PR #234, opened 2021-10-26
Remove unnecessary require in VoucherKernel.createOrder

### LINKED ISSUE #202: Unnecessary Require statements

bidyut-arianelabs:
Fixes https://github.com/bosonprotocol/contracts/issues/202

### DIFF
--- a/contracts/VoucherKernel.sol
+++ b/contracts/VoucherKernel.sol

- [Problem to work on] Some lines above hold the word "contracts". Copy all of them.

- [The completed task]
Fixes https://github.com/bosonprotocol/contracts/issues/202
--- a/contracts/VoucherKernel.sol
+++ b/contracts/VoucherKernel.sol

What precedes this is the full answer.